Entrer dans la DragCon NYC de RuPaul au Jacob K. Javitz Convention Center à Hell's Kitchen, c'est comme entrer dans un tout nouveau monde. Assis à l'extérieur du bâtiment, il y avait tous les types de personnes: hommes, femmes, ceux qui s'identifiaient comme non binaires - certains venaient arborant leur plus belle traînée, d'autres non. Malgré la croyance commune, ce n'était pas un événement spécifiquement réservé aux hommes homosexuels (bien qu'il y ait eu beaucoup en attendant). Nan. Ici, vous pouvez trouver n'importe qui.

La liste des visiteurs allait des universellement reconnaissables (RuPaul et Isaac Mizrahi) à ceux qui ne seraient reconnaissables que pour les fans de l'émission (Michelle Visage, Kim Chi, Shea Coulee, Raja, etc.). Il y avait quelques favoris d'Internet dans une bonne mesure: des personnalités comiques (Joanne the Scammer, T.S. Madison et Kid Fury) et quelques YouTubers bien connus (Manny MUA et Laura Lee).

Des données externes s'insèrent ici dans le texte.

PR #865, opened 2026-06-29
CHANGELOG: Document unreleased changes in main

cassidyjames:
Helps us prep for a 1.0.2 or 1.1.0 release. All of this information was scattered throughout issues/PR descriptions, it's just been summarized in one place to prep the release notes.

## Summary by CodeRabbit

* **Documentation**
  * Added a new unreleased changelog section with categorized updates for recent work across security, review tools, investigations, and infrastructure.
  * Included a comparison link to help users review changes since the last release.

PR #868, opened 2026-06-29
PR template: add checkbox for updating CHANGELOG/docs

cassidyjames:
Just a little nudge I thought of  while I was working on #865


julietshen (approved):
thank you! lgtm.

julietshen:
should we update agents.md too?

cassidyjames:
@julietshen we recently explicitly mentioned using the PR template, so I think we're covered; if we find we need to add an explicit callout to update the CHANGELOG and docs, we can do that in a follow-up.

PR #871, opened 2026-06-30
[COOP-661] remove table constraint for NCMEC non-media submissions

### LINKED ISSUE #661: ENQUEUE_TO_NCMEC silently refuses text-only content, blocks enticement/grooming reports
## Summary

The `ENQUEUE_TO_NCMEC` action silently refuses to create a job when the
reported user has no media items, even though Coop supports text-based
NCMEC incident types like Online Enticement, Misleading Words,
Misleading Domain Name, and Unsolicited Obscene Material — all of which
NCMEC accepts with text-only evidence (chat logs, DMs, etc.).

Net effect: grooming, enticement, and text-based harassment cases
cannot be escalated to NCMEC review at all when the suspect's account
has no images.

## What's happening

`NcmecEnqueueToMrt.enqueueForHumanReviewIfApplicable` returns
`{ status: 'SKIPPED' }` whenever `allMediaItems.length === 0`
(`server/services/ncmecService/ncmecEnqueueToMrt.ts:180-181`). This
gate runs at enqueue time — before the NCMEC reviewer triages the
job and picks the `NCMECIncidentType`. So the path from "frontline
reviewer flags account for NCMEC" to "NCMEC reviewer sees chat logs
and submits an Online Enticement report" is broken end-to-end for
text-only content.

Compounding this, `ActionPublisher.ts:494` discards the SKIPPED
return value, the decision-submit GraphQL response returns success,
and the reviewer has no signal that their escalation did nothing.

## Repro

1. Org with `ncmec_org_settings.default_ncmec_queue_id` configured.
2. Pick a user with text-only posts/DMs (no images on the account).
3. In the Review Console, submit a decision with the built-in
   `Enqueue to NCMEC` action.
4. Observe: "Decision submitted ✓"; designated NCMEC queue stays at 0.

## Proposed fix

**P1 — functional:**
- Remove the `allMediaItems.length === 0` gate, or scope it to incident
  types that genuinely require media (CSAM possession/manufacture).
  The enqueue path doesn't know the incident type yet, so the cleanest
  cut is: always enqueue, let the downstream NCMEC reviewer decide
  whether there's a reportable case.
- Make sure the downstream submit path (`buildSubmitReportParamsFromDecision`,
  `ncmecReporting.submitReport`) doesn't independently require media
  for text-only incident types. Audit this.

**P2 — UX:**
- Plumb `SKIPPED` + reason back through `ActionPublisher` into the
  `submitDecision` response so any legitimate skip (e.g., already-reported
  user) surfaces as a non-blocking toast.

## Context

Found while testing escalation against Bluesky firehose content (TAP
ingestion, text-only posts). Account-level moderation often surfaces
patterns that don't have associated media — grooming DMs, predatory
profile bios, repeated harassment text — and these are the cases NCMEC
most wants reported under Online Enticement / Misleading Words.

---

🤖 Filed with [Claude Code](https://claude.com/claude-code)

## Related symptom: NCMEC Previous Messages panel always empty

The `NCMECPreviousMessages` component in the NCMEC review UI calls `getLatestUserSubmittedItemsWithThreads` with `reportedMessages: []` hardcoded, so the "X reported" badge on threads never appears and reviewers can't tell which messages triggered the report (`client/src/webpages/dashboard/mrt/manual_review_job/v2/ncmec/NCMECPreviousMessages.tsx:78-83`).

This isn't a wiring oversight — the `NcmecManualReviewJobPayload` GraphQL type has no field that carries reported message identifiers (`server/graphql/modules/manualReviewTool.ts:199-204`). The payload was built around `allMediaItems` only. And on the server, `ncmecEnqueueToMrt.ts` only collects media via `#getAllMediaForUser`; no path captures message/thread identifiers when the reported item is itself a message or post.

So the same fix that removes the media-gate at enqueue time needs to also:

1. Add `allReportedThreads` (or similar) to `NcmecManualReviewJobPayload`.
2. Update `ncmecEnqueueToMrt.ts` to capture message/thread identifiers when the reported item is a message/post (not media).
3. Update the JSON-payload TS type for NCMEC jobs accordingly.
4. Thread the field through the GraphQL resolver and the `NCMECPreviousMessages` query.

Folds in #682.

calebmcquaid:

PR 2 of X to fix #661 

See #866. This PR needs to go out alongside #866. This is the migration change to change the DB constraint to allow non-media submissions to NCMEC.

## Tests

Validated against the local DB by running the migration body inside a transaction and rolling it back

## (Optional) Rollout Plan

This PR needs to be the first or second PR to go out alongside #866 

## Checklist

### DIFF
--- a/db/src/scripts/api-server-pg/2026.06.30T03.50.47.allow_text_only_ncmec_reports.sql
+++ b/db/src/scripts/api-server-pg/2026.06.30T03.50.47.allow_text_only_ncmec_reports.sql
@@ -1,0 +1,30 @@
+-- The existing `reported_media_check_non_empty` CHECK on ncmec_reporting.ncmec_reports
+-- requires >= 1 media item, which blocks storing legitimate text-only reports
+-- even after the application-side media gates were removed (#661).
+--
+-- We want to replace it with a constraint that matches the new logic. A
+-- report must carry media OR messages (but there must be one). `array_length` of an
+-- empty/NULL array is NULL, so coalesce to 0 before comparing. The column stays
+-- `jsonb[] NOT NULL`, so rows still cannot be NULL.
+--
+-- Safe for existing data: every current row satisfied the old "media non-empty"
+-- constraint, so it satisfies "media OR messages non-empty".
+--
+-- Rollback caveat: reverting to the media-only constraint will FAIL once any
+-- text-only (empty reported_media) row exists. Reverting is only clean
+-- before such rows are written; afterward it requires removing/backfilling
+-- those rows, and deleting NCMEC report records has compliance implications.
+-- Treat this as effectively forward-only.
+
+BEGIN;
+
+ALTER TABLE ncmec_reporting.ncmec_reports
+  DROP CONSTRAINT IF EXISTS reported_media_check_non_empty;
+
+ALTER TABLE ncmec_reporting.ncmec_reports
+  ADD CONSTRAINT reported_media_or_messages_non_empty CHECK (
+    coalesce(array_length(reported_media, 1), 0) > 0
+    OR coalesce(array_length(reported_messages, 1), 0) > 0
+  );
+
+COMMIT;


julietshen (changes requested):
Looks mostly good! The matching TypeScript type at `server/services/ncmecService/dbTypes.ts:47-53` still says `reported_media: NonEmptyArray<NcmecMediaReport>`. That was accurate under the old setup but won't be once text-only reports can be saved.

maybe do a discriminated union so the check for non-empty messages is captured at the type level?

pls also update CHANGELOG.md 😁  thank you!

calebmcquaid:
@julietshen the DB type changes are made in #866. I don't think I went with a discriminated union but I can revisit that!

I will update the CHANGELOG.md ✅

julietshen (approved):

taobojlen (approved):

juanmrad (approved):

Ensuite, il y avait les visiteurs spécifiques à New York, comme les icônes de la vie nocturne de Big Apple Amanda Lepore et Michael Musto; et bien que cela n'ait certainement pas été planifié de cette façon délibérément, quelques anciennes stars de la couverture BHG comme Jeffree Star et Nico Tortorella.

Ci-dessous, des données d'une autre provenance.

PR #872, opened 2026-06-30
fix(mrt): scope queue mutations to the correct org

taobojlen:

Fixes GHSA-mf74-gf5j-hxr9.

## Tests

I added regression tests for the issue(s) here (and used them to guide the implementation).

## Checklist

- [x] **If you changed `server/models/**/{ContentTypeModel,ActionModel,RuleModel,PolicyModel}.ts`:**

- [x] **If you changed `db/src/scripts/**` and used `CREATE TABLE`, `ADD COLUMN`, or `ALTER COLUMN`:**

- [x] **If you added a new signal in `server/services/signalsService/signals/**`:**

## Summary by CodeRabbit

* **Bug Fixes**
  * Improved queue access controls so changes stay within the correct organization.
  * Prevented granting or removing queue access across organization boundaries.
  * Added stricter validation when creating or updating manual review queues to avoid invalid access changes.

### DIFF
--- a/server/graphql/modules/manualReviewTool.ts
+++ b/server/graphql/modules/manualReviewTool.ts
@@ -2460,10 +2460,11 @@ const Mutation: GQLMutationResolvers = {
       throw forbiddenError('User does not have permission to edit MRT queues');
     }
 
-    await context.services.ManualReviewToolService.addAccessibleQueuesForUser(
-      params.input.userId,
-      params.input.queueIds,
-    );
+    await context.services.ManualReviewToolService.addAccessibleQueuesForUser({
+      orgId: user.orgId,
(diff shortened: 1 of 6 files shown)


taobojlen:
@coderabbit review

taobojlen:
@coderabbit review

julietshen (approved):
LGTM! does the GHSA impact any other migrations or just these 2? I'm thinking of `createQueue (QueueOperations.ts:301)` and `updateQueue (QueueOperations.ts:380)` specifically.

taobojlen:
ah @julietshen i missed that there actually is an issue in those, too! updating this PR now with a fix.

PR #878, opened 2026-07-01
fix: Support non-standard scylla ports in DB Migrator

jess-upscrolled:
The iocContainer for Coop supports a "SCYLLA_PORT" env var, but the DB migrator does not.  This makes it harder for adopters to run migrations against Scylla

## Tests
I've run `npm run build` and `npm run typecheck`.  I've also used it to connect to our dev and prod instances and run migrations.

## (Optional) Rollout Plan
Changes should be backwards compatible.

## Checklist

## Summary by CodeRabbit

* **Bug Fixes**
  * Improved database connection configuration to use a custom port when provided through the environment, helping Scylla-based setups connect correctly.
  * If no port is set, the app now continues using the default connection settings unchanged.

### DIFF
--- a/db/src/configs/scylla.ts
+++ b/db/src/configs/scylla.ts
@@ -24,6 +24,9 @@ const driverOpts = {
     consistency: scyllaTypes.consistencies.localQuorum,
   },
   keyspace: process.env.SCYLLA_KEYSPACE!,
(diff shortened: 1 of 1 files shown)


taobojlen (approved):
LGTM!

Les vendeurs étaient également mélangés. Bien sûr, il y avait ceux que vous vous attendriez à trouver lors d'une convention conçue pour les drag queens: les stands vendant des ensembles d'accessoires assortis (boucles d'oreilles, bracelets, broches, etc.), des perruques, du maquillage et des looks complets de la tête aux pieds étaient nombreux, tandis que d'autres, comme celui que j'ai vu vendre des cuirasses différentes, étaient plus de niche, mais sans doute tout aussi pratiques dans ce cadre. Naturellement, le merch était un gros problème ici aussi, avec de nombreux Course de dragsters des reines employant une équipe de travailleurs pour vendre des t-shirts en édition spéciale, des sacs fourre-tout et parfois même de la nourriture (Venus D-Lite avait des biscuits sablés arborant son visage) en leur nom. Cependant, de telles ventes diminueraient légèrement pendant les heures de rencontre d'une reine, lorsque des hordes de fans faisaient la queue pour des autographes et des séances de photos. Mais même ainsi, il était presque impossible d'être fan dans cet espace et de partir sans acheter n'importe quoi .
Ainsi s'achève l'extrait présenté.